Feel free to edit if you find this PR is cool!

paoslaos commented 5 months ago

@dauparas are you considering merging this? This is a big improvement in terms of usability and probably many people would benefit from it!

@YaoYinYing Having an entry point in the toml would make it even nicer (I did not check but just looked at your example above!). Does your code allow to use custom checkpoints?

Thanks for great work.

Sincerly, P.

YaoYinYing commented 5 months ago

@paoslaos Hi I have update code for the feature you need and validated this change via CI tests.

Thanks for such nice advice!

paoslaos commented 5 months ago

@YaoYinYing This is truly incredible and good engineering work, thank you!

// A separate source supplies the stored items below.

PR #2729, opened 2018-09-20
feat(datepicker): add $implicit property for day template context

maxokorokov:
Allows using $implicit shortcut for the day template context (previous `let-d='date'` also works):

```html
<ng-template #t let-d> {{ d.day }}</ng-template>
<ngb-datepicker [dayTemplate]="t"></ngb-datepicker>
```

cc @benouat

### DIFF
--- a/demo/src/app/components/datepicker/overview/datepicker-overview.component.html
+++ b/demo/src/app/components/datepicker/overview/datepicker-overview.component.html
@@ -209,6 +209,13 @@
   </p>
 
   <ngbd-code lang="html" [code]="snippets.dayTemplate"></ngbd-code>
+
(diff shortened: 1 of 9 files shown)


demo/src/app/components/datepicker/overview/datepicker-overview.component.html
```diff
@@ -209,6 +209,12 @@ <h4>Input date parsing and formatting</h4>
   </p>
 
   <ngbd-code lang="html" [code]="snippets.dayTemplate"></ngbd-code>
+
+  <p>
```
benouat: what about using an `ngb-alert` here ? type `warning` or `info`

PR #2733, opened 2018-09-20
fix(datepicker): mark year 0 as invalid in Gregorian calendar

### LINKED ISSUE #2721: Year 0000 considered as valid in Datepicker
**Bug description**:
In the popup Datepicker a date string in which the year is 0000 is marked as valid. The value of the ngModel is null, but the status is "VALID" which is confusing. In my opinion these dates should be marked as "INVALID".
E.g 0000-04-09

**Link to plunker**: http://plnkr.co/edit/4dTDk1?p=preview

**Version of Angular, ng-bootstrap, and Bootstrap**:

Angular: 6.1.3

ng-bootstrap: 3.2.0

Bootstrap: 4.0.0-alpha.6

maxokorokov:
Fixes #2721


pkozlowski-opensource:
LGTM

Issue #2728, opened 2018-09-20
Improve modal focus handling with NgbAutoFocus directive and first element focus


maxokorokov:
- Allow users to set the initial focus inside the modal with `NgbAutoFocus` directive. 

```html
<!-- will be focused after the modal opens -->
<input type="text" ngbAutoFocus />
``` 

- If there is no `ngbAutoFocus` in the modal, focus first focusable element by default. Allow user to cancel this behaviour and focus nothing by doing 

```ts
modal.open(content, {focusFirst: false})
```

- add a demo for focus handling in a separate PR

---
Not sure if this is a breaking change and not sure if we need `ngbAutoFocus` as a directive or a simple attribute would do.

benouat:
I'll work on that one.

peterblazejewicz:
hi folks, just wondering why the custom (and new) directive instead of using native `autofocus`?
(I know that part, it does not work in first place, dynamic content behaviour, etc). But in the guts of the pending PR plain selector is being using:
```js
const elementToFocus = this._elRef.nativeElement.querySelector(`[ngbAutofocus]`) as HTMLElement;
```
https://github.com/ng-bootstrap/ng-bootstrap/pull/2737/files#diff-8fb1cd1cc4cf9a5207c30f1474b6c8b9R67

and I think this does not differ much from:

```js
const elementToFocus = this._elRef.nativeElement.querySelector(`[autofocus]`) as HTMLElement;
```

Thanks!

benouat:
@peterblazejewicz we decided not to use the native `[autofocus]` attribute mostly for 2 reasons:

1. As you said, it does not work in first place, dynamic content behaviour, etc...
2. Using it would be confusing for people not aware of point 1. They would think it is natively working, which is not true.

The feature is provided by ng-bootstrap, hence the `ngb` prefix, no one can be fooled.
As a sidenote, material is using the same technique with a plain attribute, and theirs is name `cdkFocusInitial`

kedar9444:
@maxokorokov  : modal.open(content, {focusFirst: false}) is this feature removed from V4, because i am not able to see `focusFirst` property in NgbModalOptions. if yes how to achieve a situation where i don't want to set any default focus but should be able to close the modal with `ESC` key.

janwidmer:
[...]

PR #2737, opened 2018-09-21
feat(modal): [ngbAutofocus] option

### LINKED ISSUE #2718: bug(modal): the first press of shift + tab does not focus an element in the modal, focus is not trapped
https://stackblitz.com/angular/ygpjvdbxbre

1. Launch demo modal
2. Press <kbd>Tab</kbd> - first element in the modal container gets the focus - focus is trapped ✔
3. Keep pressing <kbd>Tab</kbd> - focus is looped ✔
4. Press <kbd>Shift</kbd> + <kbd>Tab</kbd> - focus is going to a previous element, focus is still trapped  ✔

<hr>

1. Launch demo modal
2. Press <kbd>Shift</kbd> + <kbd>Tab</kbd> - element outside of the modal container gets the focus - focus is not trapped ❌

P.S. it works fine in [Datepicker in a popup](https://stackblitz.com/angular/nvpvpagxmoxo). 
1. Click on the calendar icon
2. Press <kbd>Shift</kbd> + <kbd>Tab</kbd> - focus is trapped and looped ✔

benouat:
As mentioned in #2728 this PR introduced 2 new features:

+ ability to use a new `ngbAutofocus` attribute in your modal templates 
  ```html
  <!-- will be focused after the modal opens -->
  <input type="text" ngbAutofocus />
  ```

+ introduction of a new `focusFirst` Modal Config option (will basically works as `ngbAutofocus` but finding automatically the first focusable element)
  ```typescript
  /**
   * Assign focus to the first focusable element when opened (true by default)
   */
  focusFirst?: boolean;
  ```

---

Any newly opened modal will now do in that order:

- If `ngbAutofocus` is detected, it will be used to focus the decorated element.
- Else, it will look at `focusFirst` value (default to be `true`), find the first focusable element, and focus it.
- At this point, if nothing has been focus (not focusable element found, or `focusFirst` set to `false`) it will simply focus itself (the modal window).

Another PR will be opened to demonstrate the usage of these new features in the Modal demos

Closes #2718

### DIFF
--- a/misc/stackblitz-gen.js
+++ b/misc/stackblitz-gen.js
@@ -10,7 +10,8 @@ const versions = getVersions();
 
 const ENTRY_CMPTS = {
   'modal-component': ['NgbdModalContent'],
-  'modal-stacked': ['NgbdModal1Content', 'NgbdModal2Content']
+  'modal-stacked': ['NgbdModal1Content', 'NgbdModal2Content'],
+  'modal-focus': ['NgbdModalConfirm', 'NgbdModalConfirmAutofocus']
 };
 
 function generateDemosCSS() {
@@ -29,7 +30,7 @@ function generateStackblitzContent(componentName, demoName) {
 <body>
   <form id="mainForm" method="post" action="${stackblitzUrl}">
     <input type="hidden" name="description" value="Example usage of the ${componentName} widget from https://ng-bootstrap.github.io">
-${generateTags(['Angular', 'Bootstrap', 'ng-bootstrap', capitalize(componentName)])}  
+${generateTags(['Angular', 'Bootstrap', 'ng-bootstrap', capitalize(componentName)])}
 
     <input type="hidden" name="files[.angular-cli.json]" value="${he.encode(getStackblitzTemplate('.angular-cli.json'))}">
     <input type="hidden" name="files[index.html]" value="${he.encode(generateIndexHtml())}">
@@ -41,7 +42,7 @@ ${generateTags(['Angular', 'Bootstrap', 'ng-bootstrap', capitalize(componentName
     <input type="hidden" name="files[app/app.component.html]" value="${he.encode(generateAppComponentHtmlContent(componentName, demoName))}">
     <input type="hidden" name="files[app/${fileName}.ts]" value="${he.encode(codeContent)}">
     <input type="hidden" name="files[app/${fileName}.html]" value="${he.encode(markupContent)}">
-    
+
     <input type="hidden" name="dependencies" value="${he.encode(JSON.stringify(generateDependencies()))}">
   </form>
   <script>document.getElementById("mainForm").submit();</script>
@@ -60,12 +61,13 @@ function generateIndexHtml() {
   <head>
     <title>ng-bootstrap demo</title>
     <link rel="stylesheet" href="https://maxcdn.bootstrapcdn.com/bootstrap/${versions.bootstrap}/css/bootstrap.min.css" />
+    <link rel="stylesheet" href="https://cdnjs.cloudflare.com/ajax/libs/prism/1.15.0/themes/prism.css" />
   </head>
 
   <body>
     <my-app>loading...</my-app>
   </body>
-  
+
 </html>`;
 }
 
@@ -74,7 +76,7 @@ function generateAppComponentHtmlContent(componentName, demoName) {
 
   return `
 <div class="container-fluid">
-    
+
   <hr>
 
   <p>
@@ -110,10 +112,10 @@ import { AppComponent } from './app.component';
 import { ${demoImports} } from '${demoImport}';
 
 @NgModule({
-  imports: [BrowserModule, FormsModule, ReactiveFormsModule, HttpClientModule, NgbModule.forRoot()], 
+  imports: [BrowserModule, FormsModule, ReactiveFormsModule, HttpClientModule, NgbModule],
   declarations: [AppComponent, ${demoImports}]${entryCmptClasses ? `,\n  entryComponents: [${entryCmptClasses}],` : ','}
   bootstrap: [AppComponent]
-}) 
+})
 export class AppModule {}
 `;
 }
--- a/src/modal/modal-window.ts
+++ b/src/modal/modal-window.ts
@@ -1,16 +1,17 @@
 import {DOCUMENT} from '@angular/common';
 import {
-  Component,
-  Output,
-  EventEmitter,
-  Input,
-  Inject,
-  ElementRef,
-  OnInit,
   AfterViewInit,
-  OnDestroy
+  Component,
+  ElementRef,
+  EventEmitter,
+  Inject,
+  Input,
+  OnDestroy,
+  OnInit,
+  Output
 } from '@angular/core';
 
+import {getFocusableBoundaryElements} from '../util/focus-trap';
 import {ModalDismissReasons} from './modal-dismiss-reasons';
 
 @Component({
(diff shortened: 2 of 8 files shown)


benouat:
After discussing with @pkozlowski-opensource I will update PR to drop the config option `focusFirst` and will hardcode `focusFirst: true` behaviour in the code.

So new rules are like so:

- If `ngbAutofocus` is detected, it will be used to focus the decorated element.
- Otherwise first tabbable element will get focused.
- If no element matches these 2 previous rules, fallback is to give focus to modal window.

src/modal/modal-config.ts
```diff
@@ -62,6 +62,12 @@ export interface NgbModalOptions {
    * @since 1.1.0
    */
   backdropClass?: string;
+
+  /**
+   * Assign focus to the first focusable element when opened (true by default)
+   * @since 3.3.0
```
pkozlowski-opensource: Please don't add the version since we don't know when it is going to be merged. I will add those when cutting a release.

src/modal/modal-config.ts
```diff
@@ -62,6 +62,12 @@ export interface NgbModalOptions {
...
+   */
+  focusFirst?: boolean;
```
pkozlowski-opensource: My understanding was that we don't want to introduce this option for now. Did anything change?

src/modal/modal-config.ts
```diff
@@ -75,4 +81,5 @@ export interface NgbModalOptions {
 export class NgbModalConfig implements NgbModalOptions {
   backdrop: boolean | 'static' = true;
   keyboard = true;
+  focusFirst = true;
```
pkozlowski-opensource: My understanding was that we don't want to introduce this option for now. Did anything change?

src/modal/modal-stack.ts
```diff
@@ -21,7 +21,8 @@ import {NgbModalWindow} from './modal-window';
 
 @Injectable({providedIn: 'root'})
 export class NgbModalStack {
-  private _windowAttributes = ['ariaLabelledBy', 'backdrop', 'centered', 'keyboard', 'size', 'windowClass'];
+  private _windowAttributes =
+      ['ariaLabelledBy', 'backdrop', 'centered', 'keyboard', 'size', 'windowClass', 'focusFirst'];
```
pkozlowski-opensource: My understanding was that we don't want to introduce this option for now. Did anything change?

src/modal/modal-config.ts
benouat: Ok, I will remove it !

src/modal/modal-config.ts
benouat: Did you see any new code push to this PR branch between my comment where I said I will remove it and now ? 😜

It will be removed...

benouat:
@pkozlowski-opensource I made changes according to your review and also added a new demo for both explanation and illustration of the feature.

src/modal/modal-window.ts
```diff
@@ -62,7 +63,17 @@ export class NgbModalWindow implements OnInit,
 
   ngAfterViewInit() {
     if (!this._elRef.nativeElement.contains(document.activeElement)) {
-      this._elRef.nativeElement['focus'].apply(this._elRef.nativeElement, []);
+      let elementToFocus = this._elRef.nativeElement.querySelector(`[ngbAutofocus]`) as HTMLElement;
+      if (!elementToFocus) {
```
mboughaba: suggestion: Can you please merge this two level if statement, it looks maybe confusing (at least form me)

src/modal/modal-window.ts
```diff
@@ -62,7 +63,17 @@ export class NgbModalWindow implements OnInit,
...
+        const firstFocusableEl = getFocusableBoundaryElements(this._elRef.nativeElement)[0];
+        if (firstFocusableEl) {
+          elementToFocus = firstFocusableEl;
+        }
+      }
+      if (!elementToFocus) {
+        elementToFocus = this._elRef.nativeElement;
+      }
+      elementToFocus.focus();
```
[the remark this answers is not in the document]
benouat: Changes have been applied

benouat:
I am having a look at failing stackblitz

misc/stackblitz-gen.js
```diff
@@ -57,15 +58,16 @@ function generateIndexHtml() {
   return `<!DOCTYPE html>
 <html>
 
-  <head>
+  <head>xx
```
pkozlowski-opensource: xx?

misc/stackblitz-gen.js
```diff
@@ -57,15 +58,16 @@ function generateIndexHtml() {
...
     <title>ng-bootstrap demo</title>
     <link rel="stylesheet" href="https://maxcdn.bootstrapcdn.com/bootstrap/${versions.bootstrap}/css/bootstrap.min.css" />
+    <link rel="stylesheet" href="https://cdnjs.cloudflare.com/ajax/libs/prism/1.15.0/themes/prism.css" />
```
pkozlowski-opensource: Why?

misc/stackblitz-gen.js
```diff
@@ -110,10 +112,10 @@ import { AppComponent } from './app.component';
 import { ${demoImports} } from '${demoImport}';
 
 @NgModule({
-  imports: [BrowserModule, FormsModule, ReactiveFormsModule, HttpClientModule, NgbModule.forRoot()], 
+  imports: [BrowserModule, FormsModule, ReactiveFormsModule, HttpClientModule, NgbModule.forRoot()],
```
pkozlowski-opensource: There are ws changes in this file and others - why?

BTW, I know it is not related to your change, but why do we have `NgbModule.forRoot()` here?

src/modal/modal-window.ts
```diff
@@ -76,8 +81,7 @@ export class NgbModalWindow implements OnInit,
     } else {
       elementToFocus = body;
     }
-    elementToFocus['focus'].apply(elementToFocus, []);
-
+    elementToFocus.focus();
```
pkozlowski-opensource: Do you know why we've called it through `apply` before and don't do this here any more?

src/modal/modal.module.ts
```diff
@@ -1,8 +1,8 @@
-import {NgModule, ModuleWithProviders} from '@angular/core';
+import {ModuleWithProviders, NgModule} from '@angular/core';
 
+import {NgbModal} from './modal';
 import {NgbModalBackdrop} from './modal-backdrop';
 import {NgbModalWindow} from './modal-window';
-import {NgbModal} from './modal';
```
pkozlowski-opensource: Why there are changes in this file?

misc/stackblitz-gen.js
benouat: We never updated it i think... I will remove them

misc/stackblitz-gen.js
benouat: what the o_O ?? I have no clue why there are here, will remove them of course

misc/stackblitz-gen.js
benouat: Because of a snippet of code I have in the demo

image

src/modal/modal-window.ts
benouat: I have no clue at all why _you_ wrote all of these with `apply()`. The only thing I know is that it seems to be not needed anymore. It works fine without it. So it makes the code easier to read

pkozlowski-opensource:
LGTM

Edit: to clarify what I mean because I dont see the changes (yet?):

In the toml, a single line like:

[project.scripts]
ligandmpnn = "ligandmpnn.scripts.run:main"

would be nice. This would require the scripts dir to be under ligandmpnn which would break existing code usage. Slight duplication would not be too bad. Or slightly refactor the scripts file in root to use this entrypoint as well. What do you think?

Edit2: (Happy to help with PR)

Sincerely, P.

YaoYinYing commented 5 months ago

@paoslaos Sorry for this misunderstanding. Inference command line shortcut will be more elegant then repo cloning and script calling. LGTM. CI tests look okay too: https://github.com/YaoYinYing/LigandMPNN/actions/runs/9397959040.

paoslaos commented 5 months ago

@YaoYinYing nice!

I think we had an misunderstanding, but the result is exactly what I meant! Very nice! Will definitely use this in my work!

LGTM

YaoYinYing commented 5 months ago

This PR is outofdated and closing. Use the latest branch instead.